[Opening DATASET ENTRIES section]

PR #35, opened 2024-02-07
remove io default impls and clean up mechanisms

Lewis-Seiden:
general cleanliness per kevins feedback in other mechanism prs

### DIFF
--- a/src/main/java/frc/robot/Robot.java
+++ b/src/main/java/frc/robot/Robot.java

[Closing DATASET ENTRIES section]

**PROMPT**.
Character for character, reproduce all of the lines above.

**WORKED SOLUTION**.
PR #35, opened 2024-02-07
remove io default impls and clean up mechanisms

Lewis-Seiden:
general cleanliness per kevins feedback in other mechanism prs

### DIFF
--- a/src/main/java/frc/robot/Robot.java
+++ b/src/main/java/frc/robot/Robot.java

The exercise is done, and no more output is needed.